In most of my classes, the threat of plagiarism feels like a vague intimidation tool, as a way to encourage us to not be tempted by shortcuts like essay writers or copy-pasting something into our essay. The term plagiarism itself is waved around like a small red flag, warning us of something that could go wrong, but not necessarily informing us of how to avoid the academic catastrophe outside of clear and explicit cheating.

What’s more is that most professors will just assume that the class has a working understanding of plagiarism, even though many students aren’t guaranteed to have perfect knowledge on the subject. Even in first year, I never had a professor take the time in lecture to explain in greater detail what is and what is not considered plagiarism, and this topic feels subjected to the professor’s discretion.

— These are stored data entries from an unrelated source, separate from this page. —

PR #759, opened 2026-05-21
Feature/xray 138688 add yarn support for jf ca

gauriy-tech:

-----

Add Yarn V2/V3 support for jf curation-audit

Previously jf ca had no Yarn support — running it on a Yarn project would either silently resolve via the npm code path or produce incomplete results. This PR adds full Yarn Berry (V2/V3) support.

What changed:

Curation install via Artifactory — rewrites the Yarn registry URL in .yarnrc.yml to the api/curation/audit/<repo>/ endpoint before running yarn install --mode=update-lockfile, then restores the original config. This routes all Yarn resolution through the curation service so 403 responses surface blocked packages.

Blocked package detection when install fails — when a curation 403 aborts the lockfile write (Yarn V3 rolls back on any error), the code falls back to probing declared direct dependencies via HEAD requests and renders the same blocked-package table the normal path produces.

Workspace member support — jf ca --working-dirs=<member> on a Yarn workspace member re-routes to the workspace root automatically (Yarn V2+ cannot operate from a non-root). A new DetectedTechnologiesListForCurationAudit() promotes npm-detected workspace members to Yarn so the correct code path runs.

Workspace member filtering in graph — local workspace member packages (identified by the Yarn Berry name-hash pattern, e.g. admin-ui-428bae:0.0.0) are skipped when probing Artifactory — they have no remote artifact.

Root-only dep scope — when jf ca is run from a workspace root without --working-dirs, only the root package.json direct deps are audited. Use --working-dirs to audit individual members.

--run-native guard — --run-native is explicitly rejected for non-npm techs with a clear error; only npm implements the matching native-config flow today.

Graceful non-JSON 403 handling — when Artifactory returns an HTML error page instead of a JSON curation envelope, the package is still recorded as blocked with unknown policy rather than being silently dropped.

Testing done is documented here
https://jfrog-int.atlassian.net/browse/XRAY-140292

Error screenshot reference
Screenshot 2026-05-29 at 7 46 50 PM


gauriy-tech:

commands/curation/curationaudit.go
```diff
@@ -543,10 +602,9 @@ func (ca *CurationAuditCommand) auditTree(tech techutils.Technology, results map
 	}
 	// Fetch status for each node from a flatten graph which, has no duplicate nodes.
 	packagesStatusMap := sync.Map{}
-	// if error returned we still want to produce a report, so we don't fail the next step
-	err = analyzer.fetchNodesStatus(depTreeResult.FlatTree, &packagesStatusMap, rootNodes)
-	// Auth errors are unrecoverable — skip building a misleading partial report.
-	if analyzer.cancelled.Load() {
+	// Any non-200/403 response from fetchNodesStatus means the walk is incomplete; bail out rather
+	// than rendering a misleading "0 blocked packages" report.
+	if err = analyzer.fetchNodesStatus(depTreeResult.FlatTree, &packagesStatusMap, rootNodes); err != nil {
```
gineshkumar: Has this behavior change been signed off with Product?

`auditTree` now returns early on **any** non-nil error from `fetchNodesStatus`. Previously the walk continued and the user got both the partially-collected blocked packages **and** the error condition. The updated `"npm tree - two blocked one error"` test case captures the shift:

- **Before:** report listed `underscore@1.13.6` as blocked (because the HEAD-check returned 403) and surfaced the `lightweight` HTTP 500 as an executor error → user knew "one definitively blocked, one couldn't be checked."
- **After:** report is empty and the user sees only the executor error → user knows "scan failed" but loses the actionable signal about `underscore`.

This affects every tech path that goes through `auditTree` (npm, pip, maven, gradle, gem, nuget, docker, …), not only yarn — so the blast radius is wider than the PR title suggests.

Both extremes are defensible, but they're not the only options. A third design that doesn't appear to have been evaluated: introduce a `BlockingReasonScanIncomplete` (or equivalent) entry in the report so the walker continues, the partially-collected blocked packages are surfaced, AND the rows that couldn't be checked are explicitly marked "scan incomplete" rather than silently dropped. That preserves the actionable signal for CI consumers while still being honest about coverage gaps.

Could you confirm Product has reviewed the change in user-visible behavior, and ideally call it out in the PR description / release notes so existing consumers of partial reports aren't caught by surprise?

sca/bom/buildinfo/technologies/yarn/yarn.go
```diff
@@ -180,29 +1112,44 @@ func runYarnInstallAccordingToVersion(curWd, yarnExecPath string, installCommand
...
+		nodeModulesDirExists, err := fileutils.IsDirExists(nodeModulesFullPath, false)
 		if err != nil {
-			err = fmt.Errorf("failed while checking for existence of node_modules directory: %s", err.Error())
-			return
+			return fmt.Errorf("failed while checking for existence of node_modules directory: %s", err.Error())
 		}
 		if !nodeModulesDirExists {
 			defer func() {
-				err = errors.Join(err, fileutils.RemoveTempDir(nodeModulesFullPath))
+				_ = fileutils.RemoveTempDir(nodeModulesFullPath)
```
gineshkumar: The previous version of this `defer` joined the cleanup error into the returned `err` so a failure to remove `node_modules` was visible to the caller. The refactor replaced that with `_ = fileutils.RemoveTempDir(...)`, silently dropping any cleanup error. This looks incidental to the named-return → inline-return refactor — at minimum, log the failure so it's diagnosable.

```suggestion
		if !nodeModulesDirExists {
			defer func() {
				if cleanupErr := fileutils.RemoveTempDir(nodeModulesFullPath); cleanupErr != nil {
					log.Debug(fmt.Sprintf("yarn install: failed to remove transient node_modules directory '%s': %s", nodeModulesFullPath, cleanupErr.Error()))
				}
			}()
		}
```

commands/audit/auditbasicparams.go
```diff
@@ -28,6 +28,7 @@ type AuditParamsInterface interface {
 	Args() []string
 	InstallCommandName() string
 	InstallCommandArgs() []string
+	SetInstallCommandArgs(installCommandArgs []string) *AuditBasicParams
```
gineshkumar: `SetInstallCommandArgs` is added to `AuditParamsInterface` and `AuditBasicParams` but has no callers anywhere in the diff. Adding a method to a public interface forces every implementor and test double to add a stub. If this setter is for a follow-up PR, consider dropping it here and reintroducing it where it's actually used; if it's added for parity with the other setters, a short comment naming the intended caller would help future maintainers.

sca/bom/buildinfo/technologies/yarn/yarn.go
```diff
@@ -48,129 +59,1050 @@ func BuildDependencyTree(params technologies.BuildInfoBomGeneratorParams) (depen
...
+
+// curationNoLockfileError builds an actionable error for when 'yarn install'
+// did not produce yarn.lock. Probes declared direct deps against the curation
+// repo and renders blocked ones in a table. Error text is version-specific:
+// V2 has no lockfile-only install mode; V3+ reaching here means curation is
+// blocking manifests (not just tarballs).
+func curationNoLockfileError(params technologies.BuildInfoBomGeneratorParams, curWd, yarnExecPath, workspaceMemberRel string, installErr error) error {
+	probed, totalProbed := probeBlockedDirectDeps(params, curWd, workspaceMemberRel)
+	outputRef := "table"
+	if params.OutputFormat == "json" {
```
gineshkumar: The literal `"json"` is compared against `params.OutputFormat` here and at `yarn.go:325` and `yarn.go:947`, with a matching `"table"` literal at `yarn.go:288`. Both values already exist as typed constants in `common/format` (`outFormat.Json`, `outFormat.Table`) and are used consistently elsewhere in this repo (e.g. `commands/curation/curationaudit.go:89,489,765`).

Two equally good options:

- Change `BuildInfoBomGeneratorParams.OutputFormat` from `string` to `format.OutputFormat` (it's already a string alias, so the change is purely a type tightening).
- Or import `format` here and compare against `format.Json` / `format.Table` directly.

Either way removes a silent-break risk: a future rename of `outFormat.Json` would not touch these comparisons.

sca/bom/buildinfo/technologies/yarn/yarn.go
```diff
@@ -48,129 +59,1050 @@ func BuildDependencyTree(params technologies.BuildInfoBomGeneratorParams) (depen
...
+			root.Details.Dependencies = append(root.Details.Dependencies, bibuildutils.YarnDependencyPointer{Locator: locator})
+			synthesised = append(synthesised, fmt.Sprintf("%s@%s", name, resolvedVer))
+			continue
+		}
+		if isRangeOrTag {
+			unresolvedRanges = append(unresolvedRanges, fmt.Sprintf("%s@%s", name, spec))
+		}
+	}
+	if len(synthesised) > 0 {
+		sort.Strings(synthesised)
```
gineshkumar: This project is on Go 1.25 (`go.mod`). Since Go 1.21 the `slices` package supersedes `sort.Strings` for the common ordered-string case — both expressed and inferred sort behaviour is identical, but `slices.Sort` is generic and avoids the `sort` import here (only used for these three calls at `yarn.go:422,714,720`).

```suggestion
	slices.Sort(synthesised)
```

Same change at `yarn.go:422` and `yarn.go:720`. The `"sort"` import on line 14 can then be dropped in favour of `"slices"`.

sca/bom/buildinfo/technologies/yarn/yarn.go
```diff
@@ -48,129 +59,1050 @@ func BuildDependencyTree(params technologies.BuildInfoBomGeneratorParams) (depen
...
+		}
+		name, nameErr := dep.Name()
+		if nameErr != nil || name == "" {
+			continue
+		}
+		resolvedNames[name] = struct{}{}
+	}
+	var synthesised, unresolvedRanges []string
+	for name, spec := range declared {
+		if _, present := resolvedNames[name]; present {
```
gineshkumar, line 738: Could you verify this case-sensitivity assumption before merging? The current code keys `resolvedNames` on whatever `dep.Name()` returns and looks up `declared[name]` using the raw key from `package.json`. Both lookups are case-sensitive, but npm itself treats package names case-insensitively (the registry rejects `MyPackage` if `mypackage` is taken).

I haven't been able to confirm whether yarn normalises the lockfile to lowercase in all cases (V1 vs V2 vs V3 may differ; private registries and historical mixed-case packages like `underscore.string` are the edge cases worth probing). If yarn always lowercases, this is a non-issue and the comment can be resolved.

A quick way to test:

1. Add a fixture `package.json` with a mixed-case dep name (e.g. `"underscore.string": "^3.3.6"`, or any historical package — `Base64` works too).
2. Run the curation flow and check whether:
   - The lockfile entry's `Name()` returns lowercase or original case.
   - `resolvedNames[name]` lookup hits or misses on the `declared` map key.
3. If it misses, a synthetic locator gets appended and the curation walker issues a duplicate HEAD-check against an URL Artifactory may handle inconsistently.

If the test confirms the issue, normalising both sides resolves it:

```suggestion
		resolvedNames[strings.ToLower(name)] = struct{}{}
```

with the corresponding lookup-side change at line 692 (`if _, present := resolvedNames[strings.ToLower(name)]; present {`) and the synthesised locator at line 697 built from the lowercased name to match the `dependenciesMap` dup-check at line 698.

If yarn normalises lockfile keys to lowercase universally, feel free to dismiss.

gineshkumar:
Two new code paths in this PR handle the same upstream condition (a 403 with an unparseable or empty-`Errors` body) but produce very different report rows:

- **yarn V2 probe** (`yarn.go:857,911`): row shows `"Blocked by curation (response could not be parsed)"` — honest.
- **General walker** (`curationaudit.go:1098,1109`): row shows `Policy violations` with empty Policy / Explanation / Recommendation — looks identical to a real policy block.

The general walker runs for every tech (npm, pip, maven, gradle, yarn-V3-success-path, …), so the silent-collapse behaviour is the dominant case across the product. A support engineer triaging a later ticket has no way to tell "real policy block, empty payload" from "403 we couldn't decode."

Worth aligning the two paths before merge.

sca/bom/buildinfo/technologies/yarn/yarn.go
```diff
@@ -180,29 +1112,44 @@ func runYarnInstallAccordingToVersion(curWd, yarnExecPath string, installCommand
 		// When executing 'yarn install...', the node_modules directory is automatically generated.
 		// If it did not exist prior to the 'install' command, we aim to remove it.
 		nodeModulesFullPath := filepath.Join(curWd, nodeModulesRepoName)
-		var nodeModulesDirExists bool
-		nodeModulesDirExists, err = fileutils.IsDirExists(nodeModulesFullPath, false)
+		nodeModulesDirExists, err := fileutils.IsDirExists(nodeModulesFullPath, false)
 		if err != nil {
-			err = fmt.Errorf("failed while checking for existence of node_modules directory: %s", err.Error())
-			return
+			return fmt.Errorf("failed while checking for existence of node_modules directory: %s", err.Error())
```
gineshkumar: `%s, err.Error()` breaks the `errors.Is` / `errors.As` chain — callers can't match a typed sentinel from this install path. Sibling files in the same package (`pnpm/pnpm.go:107`, `npm/npm.go:96`, `nuget/nuget.go:79`, `gem/gem.go:98`, `docker/docker.go:270`, `swift/swiftcommand.go:26`, `cocoapods/podcommand.go:28`) all wrap with `%w` — this is the established convention.

```suggestion
			return fmt.Errorf("failed while checking for existence of node_modules directory: %w", err)
```

The same change is needed at `yarn.go:1049` (`fmt.Errorf("failed to check the existence of '%s' file: %s", yarnLockPath, err.Error())`) and at the `errorutils.CheckErrorf("...%s", installErr.Error())` sites at `yarn.go:306,308,310,332` — each should pass `installErr` to `%w` or `errors.Join` it onto the returned error.

sca/bom/buildinfo/technologies/yarn/yarn.go
```diff
@@ -48,129 +59,1050 @@ func BuildDependencyTree(params technologies.BuildInfoBomGeneratorParams) (depen
...
+// verifyYarnVersionSupportedForCuration returns an error for Yarn V1 and V4,
+// which cannot be routed through Artifactory for curation.
+func verifyYarnVersionSupportedForCuration(yarnExecPath, curWd string) error {
+	versionStr, err := bibuildutils.GetVersion(yarnExecPath, curWd)
+	if err != nil {
+		return err
+	}
+	yarnVersion := version.NewVersion(versionStr)
+	if yarnVersion.Compare(yarnV2Version) > 0 || yarnVersion.Compare(yarnV4Version) <= 0 {
+		return errorutils.CheckErrorf("'jf curation-audit' is not supported for Yarn V1 or Yarn V4 (detected: %s). Curation requires Artifactory-resolved installs, which the JFrog CLI Yarn integration only supports for Yarn V2 and V3.", versionStr)
```
gineshkumar: Minor terminology fix on the user-facing error message. The current text generalizes the V2/V3-only restriction to the whole JFrog CLI Yarn integration:

> *"Curation requires Artifactory-resolved installs, which the JFrog CLI Yarn integration only supports for Yarn V2 and V3."*

But the restriction is **curation-specific** — `jf audit` and `jf scan` happily support Yarn V4 (they read `yarn.lock` directly without needing Artifactory resolution). A user reading this error on V4 might reasonably conclude *"the JFrog CLI doesn't work with my yarn version at all,"* when really only `jf ca` is affected.

The internal comment at lines 89-93 actually states the scope correctly — *"The jfrog-cli yarn integration only resolves through Artifactory for Yarn V2/V3"* — the user-facing message just needs to mirror that precision:

```suggestion
		return errorutils.CheckErrorf("'jf curation-audit' is not supported for Yarn V1 or Yarn V4 (detected: %s). Curation requires Artifactory-resolved installs, which the curation flow only routes through Artifactory for Yarn V2 and V3 — 'jf audit' and 'jf scan' continue to support Yarn V4.", versionStr)
```

sca/bom/buildinfo/technologies/yarn/yarn.go
```diff
@@ -48,129 +59,1050 @@ func BuildDependencyTree(params technologies.BuildInfoBomGeneratorParams) (depen
...
+	if httpDetails.Headers == nil {
+		httpDetails.Headers = map[string]string{}
+	}
+	// Mirror the curation walker: this header asks Artifactory to include the
+	// curation policy details in the 403 response body so we can show them.
+	httpDetails.Headers["X-Artifactory-Curation-Request-Waiver"] = "syn"
+
+	var blocked []blockedDirectDep
+	var totalProbed int
+	for _, name := range names {
```
gineshkumar: This loop probes every declared direct dependency **serially**, diverging from the project's established convention for the same operation.

`fetchNodesStatus` in `commands/curation/curationaudit.go:984` already does concurrent HEAD-checks via `parallel.NewBounedRunner(nc.parallelRequests, false)`, bounded by the user-facing `--parallel` flag (`SetParallelRequests`), with `sync.Map` for results and `atomic.Bool`/`atomic.Value` for cancellation and first-error capture. The yarn V2 probe uses none of this — and as a side effect, the user's `--parallel` setting is silently ignored on this fallback path.

Impact: a workspace with 100 declared direct deps at 200ms RTT produces ~40s of probe latency; a monorepo root with several hundred deps exceeds a minute. And this code only runs after `yarn install` has already failed — the user is waiting on a known-degraded run.

Mirror the existing pattern so the probe inherits the convention and the `--parallel` flag works consistently across all tech paths.

sca/bom/buildinfo/technologies/yarn/yarn.go
```diff
@@ -48,129 +59,1050 @@ func BuildDependencyTree(params technologies.BuildInfoBomGeneratorParams) (depen
...
+	explanation    string
+	recommendation string
+}
+
+// blockedDepJSONRow mirrors commands/curation.PackageStatus JSON tags so that
+// --format=json output from the V2 no-lockfile probe path uses the same schema
+// as normal curation audit output. Duplicated here (not imported) to avoid the
+// commands/curation ↔ yarn import cycle. Keep these tags in sync with
+// PackageStatus when that struct changes.
+type blockedDepJSONRow struct {
```
gineshkumar, line 384: `blockedDepJSONRow` (lines 368-379) and `blockedDepPolicyJSON` (lines 382-387) duplicate the JSON tags of `commands/curation.PackageStatus` and `commands/curation.Policy`. The code comment acknowledges this and asks future maintainers to keep them in sync manually:

> *"Duplicated here (not imported) to avoid the commands/curation ↔ yarn import cycle. Keep these tags in sync with PackageStatus when that struct changes."*

This is a real risk to the customer-facing JSON contract:

1. The compiler does not enforce field/tag alignment between the two structs.
2. Drift is silent — a renamed JSON field in `PackageStatus` won't produce any error here.
3. The result is **asymmetric customer JSON output**: the same `jf ca` run can emit rows with different field shapes depending on whether they came through the yarn V2 probe path or the general curation walker. Any consumer script that processes `--format=json` will break asymmetrically and be hard to diagnose.

The import cycle is real (`yarn` is consumed by `commands/curation` via the buildinfo tree builders), but it's solvable without duplication. Two options that keep the same shape without the sync risk:

- **Extract the JSON DTOs into a leaf package** (e.g. `commands/curation/types/` or a new `sca/curationtypes`) that neither `commands/curation` nor `yarn` transitively imports. Both then import the leaf package and use the shared struct.
- **Define the JSON shape via an interface** that both `PackageStatus` and the yarn probe rows satisfy, marshalled through a helper in the leaf package.

If neither is feasible right now, at minimum add a `_ = (*PackageStatus)(nil)` compile-time assertion or a comment-driven test that fails when `PackageStatus`'s tag set changes.

sca/bom/buildinfo/technologies/yarn/yarn.go
```diff
@@ -48,129 +59,1050 @@ func BuildDependencyTree(params technologies.BuildInfoBomGeneratorParams) (depen
...
+// etc.) does not pollute the machine-readable JSON written to stdout.
+// Mirrors build.RunYarnCommand exactly except for the output destination.
+func runYarnCommandQuiet(executablePath, srcPath string, args ...string) error {
+	command := exec.Command(executablePath, args...)
+	command.Dir = srcPath
+	command.Stdout = io.Discard
+	command.Stderr = io.Discard
+	if err := command.Run(); err != nil {
+		if _, ok := err.(*exec.ExitError); ok {
+			return errors.New(err.Error())
```
gineshkumar: `errors.New(err.Error())` strips the typed `*exec.ExitError` and rebuilds it as a string-only error. The `if _, ok := err.(*exec.ExitError); ok` branch detects the type and then immediately discards it, so callers can no longer `errors.As(err, &exec.ExitError{})` to recover the exit code.

The branch is also redundant with the `return err` two lines below (which preserves the type). Either drop the branch entirely, or wrap with `%w` if a prefix is desired:

```suggestion
		if _, ok := err.(*exec.ExitError); ok {
			return fmt.Errorf("yarn: %w", err)
		}
```

sca/bom/buildinfo/technologies/yarn/yarn.go
gineshkumar: Stronger form: the only consumer of `golang.org/x/exp/maps.Keys(declared)` at line 421 is this `sort.Strings(names)` two lines below. With Go 1.25 in `go.mod`, both collapse to one stdlib call:

```suggestion
	names := slices.Sorted(maps.Keys(declared))
```

Stdlib `maps.Keys` (Go 1.21+) returns an `iter.Seq[string]`; `slices.Sorted` (Go 1.23+) materialises and sorts it in one pass. Same effect, drops the `golang.org/x/exp/maps` import and the separate sort call.

sca/bom/buildinfo/technologies/yarn/yarn.go
```diff
@@ -48,129 +59,1050 @@ func BuildDependencyTree(params technologies.BuildInfoBomGeneratorParams) (depen
...
+		}
+	}
+	yarnVersionStr, versionErr := bibuildutils.GetVersion(yarnExecPath, curWd)
+	if versionErr == nil {
+		yarnVersion := version.NewVersion(yarnVersionStr)
+		isV2 := yarnVersion.Compare(yarnV2Version) <= 0 && yarnVersion.Compare(yarnV3Version) > 0
+		if isV2 {
+			return errorutils.CheckErrorf("'jf curation-audit' against curation repo '%s' could not produce '%s' with Yarn %s — V2 has no lockfile-only install mode, so any blocked package aborts the install before the lockfile is written.%s Remove or replace the blocked direct dependencies in the %s above and re-run 'jf ca'; once they pass curation, install completes and the audit enumerates the full graph. Secondary option: upgrade the project to Yarn V3 ('yarn set version 3.6.4'). V3's '--mode=update-lockfile' writes the lockfile during resolve, so 'jf ca' can audit even while curation blocks tarballs. Underlying yarn error: %s", params.DependenciesRepository, yarn.YarnLockFileName, yarnVersionStr, tableNote, outputRef, installErr.Error())
```
gineshkumar: Use case: a Yarn V2 user with no prior `yarn.lock` runs `jf ca`. `yarn install` aborts on a 403 from a blocked direct dep — the only path V2 users reach this code. The user-facing recommendation here is "remove or replace the blocked direct dependencies."

For waiverable policies (those whose 403 message includes `[waivers allowed]`), the walker path elsewhere in the product offers an in-CLI `Y/n: request a waiver?` prompt and submits via `sendWaiverRequests`. This path doesn't — even though the probe already holds everything `sendWaiverRequests` needs at this scope: same `rtManager`, `rtAuth`, `httpDetails`, target URL (`buildNpmTarballURL` constructs the same shape Artifactory expects waiver GETs against), and `X-Artifactory-Curation-Request-Waiver` header (currently set to `"syn"` here). The `[waivers allowed]` marker is in the same `resp.Errors[0].Message` that `parseProbe403Body` already reads.

Was wiring the waiver prompt into this path considered? If it was deliberately excluded, what's the reason V2-no-lockfile users should have a different recovery UX from walker-path users?

sca/bom/buildinfo/technologies/yarn/yarn.go
gauriy-tech: Reverted to earlier implementation

sca/bom/buildinfo/technologies/yarn/yarn.go
gauriy-tech: The case-sensitive lookup is intentional — "express": "^5.2.1" and "Express": "^3.0.1" are treated as distinct packages by design. Adding strings.ToLower normalization would incorrectly collapse them into a single entry and skip curation probing for one of them. Since yarn resolves them as separate lockfile entries, the case-sensitive map keys faithfully represent the dep graph.

sca/bom/buildinfo/technologies/yarn/yarn.go
gauriy-tech: _ = (*PackageStatus)(nil) suggestion doesn't work here since they don't implement the same interface, but a reflect-based test does the same job
 The reflect test is an honest safety net that CI will catch.

sca/bom/buildinfo/technologies/yarn/yarn.go
gauriy-tech: The V2 no-lockfile probe path is deliberately waiver-free. It only triggers when yarn install fails entirely because a direct dependency is itself blocked — typically a malicious or policy-violating package. The recommended action is to remove or replace the package, not request an exception. The waiver prompt is reserved for the full walker path, which runs after a successful install and surfaces curation blocks on direct and transitive dependencies where a policy exception may be legitimate.

commands/curation/curationaudit.go
gauriy-tech: Resolved by showing error above table displaying partial results
Screenshot 2026-05-29 at 4 42 02 PM

sca/bom/buildinfo/technologies/yarn/yarn.go
```diff
@@ -1,23 +1,37 @@
...
+	"bytes"
+	"encoding/json"
 	"errors"
 	"fmt"
+	"io"
+	"net/http"
+	"os"
+	"os/exec"
 	"path/filepath"
+	"maps"
```
gineshkumar: `gofmt` reorders this import block (`maps` is out of alphabetical order). _(Source: go.dev/wiki/CodeReviewComments — Gofmt)_

```suggestion
	"io"
	"maps"
	"net/http"
	"os"
	"os/exec"
	"path/filepath"
```

sca/bom/buildinfo/technologies/yarn/yarn.go
```diff
@@ -48,129 +62,1062 @@ func BuildDependencyTree(params technologies.BuildInfoBomGeneratorParams) (depen
...
+	if len(probed) > 0 {
+		if tableErr := printBlockedDirectDepsTable(probed, totalProbed, params.OutputFormat); tableErr != nil {
+			log.Debug(fmt.Sprintf("yarn curation probe: failed to render blocked deps table: %s", tableErr.Error()))
+		} else {
+		if params.OutputFormat == outFormat.Json {
+			tablePointer = " (listed in the JSON output above)"
+			} else {
+				tablePointer = " (listed in the table above)"
+			}
+		}
```
gineshkumar, line 346: `gofmt` fails here — this `if/else` is mis-indented. _(Source: go.dev/wiki/CodeReviewComments — Gofmt)_

```suggestion
		if tableErr := printBlockedDirectDepsTable(probed, totalProbed, params.OutputFormat); tableErr != nil {
			log.Debug(fmt.Sprintf("yarn curation probe: failed to render blocked deps table: %s", tableErr.Error()))
		} else {
			if params.OutputFormat == outFormat.Json {
				tablePointer = " (listed in the JSON output above)"
			} else {
				tablePointer = " (listed in the table above)"
			}
		}
```

commands/curation/curationaudit_test.go
```diff
@@ -212,6 +212,29 @@ func TestGetNameScopeAndVersion(t *testing.T) {
...
+		version string
+		want    bool
+	}{
+		{"workspace member — typical", "admin-ui-428bae", "0.0.0", true},
+		{"workspace member — root style", "root-workspace-0b6124", "0.0.0", true},
+		{"real package version 0.0.0", "my-pkg", "0.0.0", false},     // no hex suffix
+		{"real package with hex-looking name", "a-1b2c3d", "1.2.3", false}, // wrong version
+		{"Yarn V1 use.local", "my-pkg", "0.0.0-use.local", false},     // caught by earlier check
+		{"suffix too short", "pkg-4abc", "0.0.0", false},              // 4 chars, not 6
+		{"suffix uppercase", "pkg-4ABC12", "0.0.0", false},            // uppercase hex not matched
```
gineshkumar: `gofmt` re-aligns these trailing comments. _(Source: go.dev/wiki/CodeReviewComments — Gofmt)_

```suggestion
		{"real package version 0.0.0", "my-pkg", "0.0.0", false},           // no hex suffix
		{"real package with hex-looking name", "a-1b2c3d", "1.2.3", false}, // wrong version
		{"Yarn V1 use.local", "my-pkg", "0.0.0-use.local", false},          // caught by earlier check
		{"suffix too short", "pkg-4abc", "0.0.0", false},                   // 4 chars, not 6
		{"suffix uppercase", "pkg-4ABC12", "0.0.0", false},                 // uppercase hex not matched
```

As it is, it’s difficult for many students to learn the more complicated forms of plagiarism. For example, it’s still plagiarism when you change most of the words but copy the sentence structure. Some might not get that just putting an in-text citation doesn’t prevent it from being plagiarism. You’re even able to plagiarize your own ideas, as weird as it sounds. Students need greater guidance if they’re going to be able to avoid committing academic fraud.

The most common thing students are consistently provided with is an online plagiarism tutorial on Canvas, where you can read and do multiple-choice quizzes to verify your knowledge. This could have the potential to provide standardized knowledge of plagiarism, but the module is often fully optional and the tests are infinitely redoable. Despite being an important thing to be conscious of throughout your academic career, the module feels more like a piece of forgettable homework for participation marks.

Even so, some of the information in that Canvas module is either vague or downright unhelpful. One answer key even claims “the correct answer is *probably* plagiarism,” alongside a lengthy paragraph talking about how plagiarism in this context could be a grey area, making the question feel uninformative and oversimplified.

Other than that, though, there’s not a whole lot we’re given. Maybe a prof will direct the class to an SFU policy about the consequences of plagiarism, a copy of a guide designed by the school, or maybe we’ll get a link to a PurdueOWL page.

But I wonder how many students actually take these recommendations seriously when they’re stuck in the thick of midterm season and barely having time to get enough sleep. More than that, with these resources being briefly thrown to us, I have to wonder how many students think they know what plagiarism is, but don’t truly understand the full extent of it.

This isn’t to say it’s entirely on SFU to make sure students don’t commit plagiarism. It’s still important for students to take academic responsibility for their own work, and these pages of information are thing students should be independently seeking regardless.

Nonetheless, the university could be doing more in helping students understand plagiarism, especially when the consequences for plagiarizing can include suspension, loss of funding, or denial of re-admission.

A start would be improving the Canvas plagiarism module, and integrating it further into all first-year courses by providing regular testing throughout the semester. Enforcing its completion with higher stakes could help students get more benefit out of it, and it could give students a reason to internalize the information more.

The information that exists about plagiarism also needs to be provided more aggressively to students. While some classes might have included some websites and workshops as “additional resources,” I at least was unfamiliar with what was out there, and how easy it is to commit plagiarism. While it’d be costly, more mandatory workshops might be a further way to ensure students have a shared knowledge of plagiarism.

With what we have now, I think many students are missing a lot of specifics about plagiarism. While we may generally understand the concept when we come into university, it seems there is a substantial amount of information about plagiarism that students may not know or intuit if they were not specifically told. Academic dishonesty is a huge and complicated topic, and we shouldn’t expect understanding it to come naturally to every student.